Any commander of any ship worth his or her salt will impress upon the crew, most emphatically, that “the devil is in the details,” and much personal anguish (in descending order of rank and increasing level of severity) awaits any junior officer, chief, petty officer, or seaman who lacks sufficient “attention to detail.” As a case in point, the saga of the CSS Arkansas illustrates the truth of this dictum and its relevance in today’s technologically advanced Navy.
Construction began on the casemate ironclads CSS Arkansas and Tennessee at Fort Pickering, just below Memphis, Tennessee, in October 1861. Scheduled for completion no later than 24 December, difficulties locating and transporting lumber, armor, boilers, marine engines, and heavy naval guns severely delayed construction. So humble an item as nails were obtained only by an appeal to the governor of Mississippi. Oakum could not be found anywhere, for any price. Cotton served as caulking. With materials finally in hand, shortages of skilled labor caused further delay. Appeals to the army to release carpenters and ironworkers fell on deaf ears. Leaving the Tennessee unfinished, the builder, John Shirley, concentrated all available manpower on the Arkansas.
When news of the fall of New Orleans reached Memphis, the senior naval officer for the area panicked. Union forces would not approach for over a month. Nevertheless, he ordered the Arkansas removed to Greenwood, Mississippi, and the Tennessee to be burned on her stocks to prevent capture. The Arkansas languished at Greenwood until Lieutenant Isaac N. Brown, her new captain, arrived. Reporting for duty, Brown found an incomplete hull, engines in pieces on the deck. and guns without carriages. Railroad iron intended for her armor lay at the bottom of the river, the barge containing it having sunk.
A 27-year Navy veteran and a man of enormous energy and an indomitable will, Brown knew how to get things done. Recovering the railroad iron, he ordered the Arkansas towed to Yazoo City, Mississippi, where construction facilities were somewhat better. Driving his crew, the civilian workers, and Army labor enlisted for the effort, he saw to it that the Arkansas got underway under her own power five weeks later.
With 60 soldiers to help crew the gun deck, the Arkansas steamed down the Yazoo River on 14 July 1862 toward Vicksburg to face the combined Union fleets of Commodore David Glasgow Farragut, Flag Officer Charles H. Davis, and Commander David Dixon Porter. On 15 July the Arkansas engaged, heavily damaged, and scattered the ironclad Carondolet, the wooden gunboat Tyler and the ram Queen of the West, which had been sent to intercept her. Soon after the Union fleet of about 20 ships hove into view. Captain Brown described the sight as “a forest of masts and smokestacks.”

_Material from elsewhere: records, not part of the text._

PR #3856, opened 2024-09-01
Enable native libraries on macOS

### LINKED ISSUE #3595: macOS: support calling native functions
We have some preliminary support for calling native functions, but it's Linux only. We probably need someone with macOS knowledge to take a look. Currently what happens when one just [enables the tests on macOS](https://github.com/rust-lang/miri/pull/3594/commits/11f12568394d1d7f0d6fa31d993c0773451ffd0b) is that it fails to build the test library we want to make native calls from as `--version-script` is not supported. We need that test library to only export a select few symbols, so we need to find some suitable replacement. `exported_symbols_list` seems to be a thing for that.

There's likely more issues lurking behind this one, or maybe not. It's an adventure. :)

jder:
Fixes #3595 by using `-fvisibility=hidden` and the visibility attribute supported by both gcc and clang rather than the previous gcc-only mechanism for symbol hiding. Also brings over cfg changes from #3594 which enable native-lib functionality on all unixes.

Thanks for taking a look, feedback very welcome!

cc @RalfJung


tests/native-lib/pass/ptr_read_access.rs
```diff
@@ -1,4 +1,5 @@
-//@only-target-linux
+//@ignore-target-windows
+//@ignore-target-wasm
```
jder, line 2: I really want something like `@only-target-unix` but that seems to be unsupported. I looked at the other tests and didn't see an obvious replacement, does this seem reasonable?

tests/native-lib/scalar_arguments.c
```diff
@@ -1,27 +1,35 @@
...
-int add_one_int(int x) {
+// See comments in build_native_lib()
+#define EXPORT __attribute__((visibility("default")))
+
+EXPORT int add_one_int(int x) {
   return 2 + x;
 }
 
-void printer() {
+EXPORT void printer(void) {
```
jder, line 10: `void printer()` was causing a warning in clang, so added `(void)` here and below.

tests/native-lib/pass/ptr_read_access.rs
oli-obk: To do this nicely we need https://github.com/oli-obk/ui_test/issues/162

tests/native-lib/scalar_arguments.c
RalfJung: Lol I entirely forgot that that's how C works...

tests/native-lib/pass/ptr_read_access.rs
RalfJung: I think even that would still be ugly. We'd need ui-test to know what a "unix" target is and recognize that as `only-unix` or so.

For now, "ignore-wasm" + "ignore-windows" is the way to go.

tests/native-lib/pass/scalar_arguments.rs
```diff
@@ -1,4 +1,5 @@
-//@only-target-linux
+//@ignore-target-windows
```
RalfJung, line 1:
```suggestion
// Only works on Unix targets
//@ignore-target-windows
```
same for the other file

src/machine.rs
```diff
@@ -700,9 +700,9 @@ impl<'tcx> MiriMachine<'tcx> {
                     lib_file_path.clone(),
                 )
             }),
-            #[cfg(not(target_os = "linux"))]
+            #[cfg(not(unix))]
             native_lib: config.native_lib.as_ref().map(|_| {
-                panic!("loading external .so files is only supported on Linux")
+                panic!("loading external .so/.dylib files is only supported on Unix")
```
RalfJung, line 705:
```suggestion
                panic!("calling functions from native libraries via FFI is only supported on Unix")
```

tests/native-lib/scalar_arguments.c
```diff
@@ -1,27 +1,35 @@
...
+EXPORT short add_int16(short x) {
   return x + 3;
 }
 
-long add_short_to_long(short x, long y) {
+EXPORT long add_short_to_long(short x, long y) {
   return x + y;
 }
+
+// To test that functions not marked with EXPORT are not called by miri
```
RalfJung, line 32:
```suggestion
// To test that functions not marked with EXPORT cannot be called by Miri.
```

tests/ui.rs
```diff
@@ -36,20 +36,21 @@ fn build_native_lib() -> PathBuf {
...
         .expect("Failed to create directory for shared object file");
-    let so_file_path = so_target_dir.join("native-lib.so");
+    // We use a platform-neutral file extension to avoid having to hard-code alternatives.
+    let native_lib_path = so_target_dir.join("native-lib.module");
     let cc_output = Command::new(cc)
         .args([
             "-shared",
+            // We hide all symbols by default and export just the ones we need
+            // This is to future-proof against a more complex shared object which eg defines its own malloc
+            // (but we wouldn't want miri to call that, as it would if it was exported)
```
RalfJung, line 46:
```suggestion
            // This is to future-proof against a more complex shared object which eg defines its own malloc
            // (but we wouldn't want miri to call that, as it would if it was exported).
```

tests/ui.rs
```diff
@@ -36,20 +36,21 @@ fn build_native_lib() -> PathBuf {
...
             "-o",
-            so_file_path.to_str().unwrap(),
+            native_lib_path.to_str().unwrap(),
             // FIXME: Automate gathering of all relevant C source files in the directory.
             "tests/native-lib/scalar_arguments.c",
             "tests/native-lib/ptr_read_access.c",
-            // Only add the functions specified in libcode.version to the shared object file.
-            // This is to avoid automatically adding `malloc`, etc.
-            // Source: https://anadoxin.org/blog/control-over-symbol-exports-in-gcc.html/
             "-fPIC",
```
RalfJung, line 53: Can you move this argument up, above the file list? Next to `-shared` probably makes sense.

RalfJung (commented):
This looks great, thanks. :-) I just have some nits.

@rustbot author

jder:
Thanks for the quick review, I made these changes.

jder:
Hrm, I expected that to fix the labels. Maybe:

@rustbot ready

tests/native-lib/fail/private_function.rs
```diff
@@ -0,0 +1,14 @@
+//@ignore-target-windows
```
RalfJung, line 1:
```suggestion
// Only works on Unix targets
//@ignore-target-windows
```
You missed that here, and in `tests/native-lib/fail/function_not_in_so.rs` as well.

RalfJung (commented):
Just some comments that were missed. Then please squash the commits :) (with `--keep-base` to keep the force push diff small)

RalfJung:
Great, thanks :-)

@bors r+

Ringing up full speed, the Arkansas smashed through the federal fleet, taking grievous damage but giving much more. Surviving the gauntlet of enemy ships, the Arkansas tied up at Vicksburg to the sound of wild cheering. Elated citizens rushed to board her but recoiled in horror at the sight of the carnage on her gun deck. Awash in blood and brains and body parts, the interior of the casemate resembled a slaughterhouse or a scene from Dante’s Inferno.
For the next week the Arkansas endured repeated attacks from the humiliated Union fleet. Her crew dwindled to 20 able-bodied men, but she survived each attack, taking and giving great damage. Unable to destroy the Arkansas, and with water levels on the river dropping, the Union fleet dispersed. Davis retreated to St. Louis; Farragut retired to New Orleans. They would not return for four months. The first siege of Vicksburg was over.
In the interim, the Arkansas was lost. Major General Earl Van Dorn ordered the Arkansas to support a land attack on Baton Rouge, Louisiana. Steaming downriver, both engines failed within sight of the federal fleet, and the Arkansas drifted ashore. Unable to move or bring her guns to bear, the Arkansas was helpless. Under heavy fire from the USS Essex, her crew opened the magazines, scattered powder and shells about the gun deck, fired her, and abandoned ship. Breaking free of the shore, she drifted downriver with Union vessels following at a respectful distance. After an hour she exploded, raining debris on the Essex and others.
Consider the possibilities if the Arkansas had survived and had been present when General Ulysses S. Grant and the Union fleet returned to Vicksburg in 1863. Consider the possibilities if both the Arkansas and Tennessee had been completed in a timely manner and had been available to defend Memphis in early 1862. For the want of common iron spikes, history literally turned on a lack of nails. The devil is, indeed, in the details.